We will come back to the details of the competition in coming posts. But here are the first highlights of the technical learnings of this year!

Target encoding

The dataset contained categorical variables. The usual way of handling this kind of feature is to convert them into integers. With scikit learn, it can typically be achieved by using preprocessing.OrdinalEncoder() or preprocessing.OneHotEncoder().

Another feature engineering method, which gave good results during this competition, was to use target encoding. In a nutshell it consists in replacing each category (e.g. gender = Male) by the average of the target over this category.

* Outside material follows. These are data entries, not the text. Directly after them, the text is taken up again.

PR #183, opened 2024-10-17
mixing formats and media types

### LINKED ISSUE #38: Mixing JSON and CBOR formats
Is it allowed/recommended to have Status List Token in one format and the Referenced Token in another format?

### LINKED ISSUE #137: Set content type to optional than must
Some CDNs like github repos/pages only provide static hosting and therefore no way to set the content-type to another value.

For the JOSE case I could publish a txt or json file.
So when it's a json file, it should be equal to `application/statuslist+json`, in case of a JWT it is `application/statuslist+jwt`.

### LINKED ISSUE #168: Support for content negotiation as denoted in the standard is limited for some CDNs and http servers
As described in https://www.ietf.org/archive/id/draft-ietf-oauth-status-list-03.html#section-8.1 content negotiation using the accept header is used when requesting a status list / status list token. This is used to request different formats depending on the needs of the caller using a single URI for the status list.

This mechanism in general is valid and follows the http standards. Implementing this works well when an application server is used to serve the status lists.

Nevertheless in practice this causes problems in some scenarios. Several CDNs and services that provide caches of other HTTP resources do not implement the required functionality correctly.

For example [cloudflare, does explicitly ignore the accept header even if the vary http response header is used](https://developers.cloudflare.com/cache/concepts/cache-control/#other). Some other services offer this functionality tough, for example Amazon CloudFront.

In addition nginx can not easily handle content negotiation using the accept header correctly. Using the a map section together with the Accept header allows to choose different resources based on the requested content type. This is only working for single value Accept headers though. More complex header values as `Accept: application/statuslist+*;q=0.5,application/statuslist+cwt` can not easily be handled. The current state of the standard does not mention such option but does not forbid them either. Apache2 has https://httpd.apache.org/docs/current/content-negotiation.html, that could solve this. I did not evaluate that further.

So even though the mechanism is good and simple as is and follows http standards, it might be difficult to implement when using a CDN to scale serving the status list.

A possible solution would be to use distinct URIs to request the status list depending on the type (for example by appending extensions like jwt, cwt, json and cbor) instead of the request header. This seems to me as a workaround and a suboptimal solution though. As the specification as it is is totally valid IMHO it could as well been left as it is, which means the need for implementation of this functionality in the used components will arise and the usage of certain CDNs is not possible.

Related to #137 but addresses the request handling instead of response generation.

c2bo:
closes #38
closes #168
closes #137

Rendered preview: https://drafts.oauth.net/draft-ietf-oauth-status-list/c2bo/mixing-formats/draft-ietf-oauth-status-list.html

This PR attempts to add a bit of language about mixing formats and also changes the content-type in the status list response to SHOULD and language around content type parsing that is similar to the language used in HTTP/1.1.

I am happy to remove the media types part if we want a bit more discussion, but when I started writing this, it felt like right path so I decided to include it as a proposal.

### DIFF
--- a/draft-ietf-oauth-status-list.md
+++ b/draft-ietf-oauth-status-list.md
@@ -835,14 +835,13 @@ The Status List Issuer may chunk its Referenced Tokens into multiple Status List
 
 ## Status List Formats
 
- This specification defines 4 different formats that can be used to provide a status list:
+ This specification defines 4 different formats of the status list:
 
  - JSON
  - JWT
  - CBOR
  - CWT
 
-This decision was made to allow the highest degree of freedom to use the variant that best fits the ecosystem & use-case intending to add a status or validity information.
 
 This specification states no requirements to not mix different formats like a CBOR based token using a JWT for the status list, but the expectation is that within an ecosystem, a choice for specific formats is made.
 Within such an ecosystem, only support for those selected variants is required and implementations should know what to expect via a profile.
--- a/draft-ietf-oauth-status-list.md
+++ b/draft-ietf-oauth-status-list.md
@@ -1079,6 +1079,11 @@ for their valuable contributions, discussions and feedback to this specification
 # Document History
 {:numbered="false"}
 
+
+-05
+
+* add section about mixing status list formats and media type
+
 -04
 
 * add mDL example as Referenced Token and consolidate CWT and CBOR sections
--- a/draft-ietf-oauth-status-list.md
+++ b/draft-ietf-oauth-status-list.md
@@ -843,7 +843,7 @@ The Status List Issuer may chunk its Referenced Tokens into multiple Status List
  - CWT
 
 
-This specification states no requirements to not mix different formats like a CBOR based token using a JWT for the status list, but the expectation is that within an ecosystem, a choice for specific formats is made.
+This specification states no requirements to not mix different formats like a CBOR based Referenced Token using a JWT for the Status List, but the expectation is that within an ecosystem, a choice for specific formats is made.
 Within such an ecosystem, only support for those selected variants is required and implementations should know what to expect via a profile.
 
 The return type of a status list should be signaled by media type as described in [](#status-types-response). If no media type was provided and the expected type is not clearly defined the ecosystem, implementations should be robust to parsing errors. In that case, a client MAY attempt to guess the media type via inspection of the response or name extension(s) of the URI.
--- a/draft-ietf-oauth-status-list.md
+++ b/draft-ietf-oauth-status-list.md
@@ -847,7 +847,7 @@ This decision was made to allow the highest degree of freedom to use the variant
 This specification states no requirements to not mix different formats like a CBOR based token using a JWT for the status list, but the expectation is that within an ecosystem, a choice for specific formats is made.
 Within such an ecosystem, only support for those selected variants is required and implementations should know what to expect via a profile.
 
-The return type of a status list should be signaled by media type as described in [](#status-types-response). If no media type was provided and the expected type is not clearly defined the ecosystem, implementations should be robust to parsing errors. In that case, a client MAY attempt to guess the media type via inspection of the response or via name extension(s) of the URI.
+The return type of a status list should be signaled by media type as described in [](#status-types-response). If no media type was provided and the expected type is not clearly defined the ecosystem, implementations should be robust to parsing errors. In that case, a client MAY attempt to guess the media type via inspection of the response or name extension(s) of the URI.
 
 # IANA Considerations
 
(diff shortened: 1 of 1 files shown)


draft-ietf-oauth-status-list.md
```diff
@@ -833,6 +833,22 @@ The Status List Issuer may increase the size of a Status List if it requires ind
...
+## Status List Formats
+
+ This specification defines 4 different formats that can be used to provide a status list:
+
+ - JSON
+ - JWT
+ - CBOR
+ - CWT
+
+This decision was made to allow the highest degree of freedom to use the variant that best fits the ecosystem & use-case intending to add a status or validity information.
```
tplooker, line 845:
```suggestion
```

Generally we shouldn't document decisions in spec text.

draft-ietf-oauth-status-list.md
```diff
@@ -833,6 +833,22 @@ The Status List Issuer may increase the size of a Status List if it requires ind
 
 The Status List Issuer may chunk its Referenced Tokens into multiple Status Lists to reduce the transmission size of an individual Status List Token. This may be useful for setups where some entities operate in constrained environments, e.g. for mobile internet or embedded devices.
 
+## Status List Formats
+
+ This specification defines 4 different formats that can be used to provide a status list:
```
tplooker, line 838:
```suggestion
 This specification defines 4 different formats of the status list:
```

draft-ietf-oauth-status-list.md
```diff
@@ -607,9 +607,9 @@ The Relying Party SHOULD send the following Accept-Header to indicate the reques
 
 If the Relying Party does not send an Accept Header, the response type is assumed to be known implicit or out-of-band.
 
-## Status List Response
+## Status List Response {#status-types-response}
```
paulbastian, line 610: Why is the reference called status-**types**-response?

draft-ietf-oauth-status-list.md
```diff
@@ -833,6 +833,21 @@ The Status List Issuer may increase the size of a Status List if it requires ind
...
+
+ This specification defines 4 different formats of the status list:
+
+ - JSON
+ - JWT
+ - CBOR
+ - CWT
+
+
+This specification states no requirements to not mix different formats like a CBOR based token using a JWT for the status list, but the expectation is that within an ecosystem, a choice for specific formats is made.
```
paulbastian, line 846:
```suggestion
This specification states no requirements to not mix different formats like a CBOR based Referenced Token using a JWT for the Status List, but the expectation is that within an ecosystem, a choice for specific formats is made.
```

paulbastian (changes requested):
I'm not feeling confident with the change of MUST -> SHOULD for media type return. Maybe "MUST .. unless media type is known out-of-band"?

draft-ietf-oauth-status-list.md
c2bo: copy paste mistake - fixed it

draft-ietf-oauth-status-list.md
```diff
@@ -607,9 +607,9 @@ The Relying Party SHOULD send the following Accept-Header to indicate the reques
 
 If the Relying Party does not send an Accept Header, the response type is assumed to be known implicit or out-of-band.
 
-## Status List Response
+## Status List Response {#status-list-response}
 
-In the successful response, the Status List Provider MUST use the following content-type:
+In the successful response, the Status List Provider SHOULD use the following content-type:
```
c2bo, line 612: Would this work for you @paulbastian?
```suggestion
In the successful response, the Status List Provider MUST use the following content-type unless known out of band:
```

draft-ietf-oauth-status-list.md
```diff
@@ -916,6 +916,21 @@ The Status List Issuer may increase the size of a Status List if it requires ind
...
+ - JSON
+ - JWT
+ - CBOR
+ - CWT
+
+
+This specification states no requirements to not mix different formats like a CBOR based Referenced Token using a JWT for the Status List, but the expectation is that within an ecosystem, a choice for specific formats is made.
+Within such an ecosystem, only support for those selected variants is required and implementations should know what to expect via a profile.
+
+The return type of a status list should be signaled by media type as described in [](#status-list-response). If no media type was provided and the expected type is not clearly defined the ecosystem, implementations should be robust to parsing errors. In that case, a client MAY attempt to guess the media type via inspection of the response or name extension(s) of the URI.
```
c2bo, line 932:
```suggestion
```

draft-ietf-oauth-status-list.md
```diff
@@ -655,9 +655,9 @@ Content-Type: application/statuslist+jwt
 {::include ./examples/status_list_jwt_raw}
 ~~~
 
-## Status List Response
+## Status List Response {#status-list-response}
 
-In the successful response, the Status List Provider MUST use the following content-type:
+In the successful response, the Status List Provider MUST use the following content-type unless known out of band:
```
c2bo, line 660:
```suggestion
In the successful response, the Status List Provider MUST use the following content-type:
```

However there is an issue with this method. If you take the average of the target over all the rows of the training set, you introduce a small leak. The features you are creating are indirectly using the ground truth. In a refinement, it is better to compute the average over an out-of-fold subset of the data. For example, if you are splitting your data in 5 folds : F1, F2, F3, F4, F5 :

  • you create target encoding feature of fold F1 by averaging on folds F2, F3, F4, F5
  • you create target encoding feature of fold F2 by averaging on folds F1, F3, F4, F5
  • and so on …
The leaderboard 20 min after starting the competition

Class_weight and sample_weight

The 2019 challenge was a multiclass classification problem (4 classes). This is quite common. But what was more uncommon is that the evaluation metric was custom: a log loss with different weights on each class. 1 for class 0, 10 for class 1, 100 for class 2 and 1000 for class 3.

Here is the code of this custom metric :

from sklearn.metrics import log_losslog_loss(y_true, y_pred, sample_weight=10**y_true)

To be able to make your model aware of this, you should have tuned the class_weight parameter in the classifier construction.

clf = RandomForestClassifier(class_weight={0:1,1:10,2:100,3:1000})

Note that another equivalent way of doing it is to use the sample_weight parameter in the fit() method. In this case you no longer pass a weight for each class, but for each sample.

clf.fit(X_train, y_train, sample_weight=10**y_train)

Lightgbm and the new scikit-learn gradient boosting

As the competition only lasted 2 hours, you should have been ready to train very fast with very powerful classifiers. This year, the state of the art solution was to use lightgbm LGBMClassifier.

Note that scikit-learn 0.21 just comes with a new Gradient Boosting flavour inspired by LightGBM: HistGradientBoostingClassifier, much faster than the historical scikit-learn gradient boosting. Unfortunately according to the documentation, class_weight and sample_weight don’t seem to be supported yet, so it was not usable for the competition (but LGBMClassifier supports class_weight)

read_csv with bad lines

The training set contained corrupted rows, which made pandas read_csv() fail reading the dataset.

The solution was to use the parameter error_bad_lines=False to skip these lines (by default the parameter is set to True).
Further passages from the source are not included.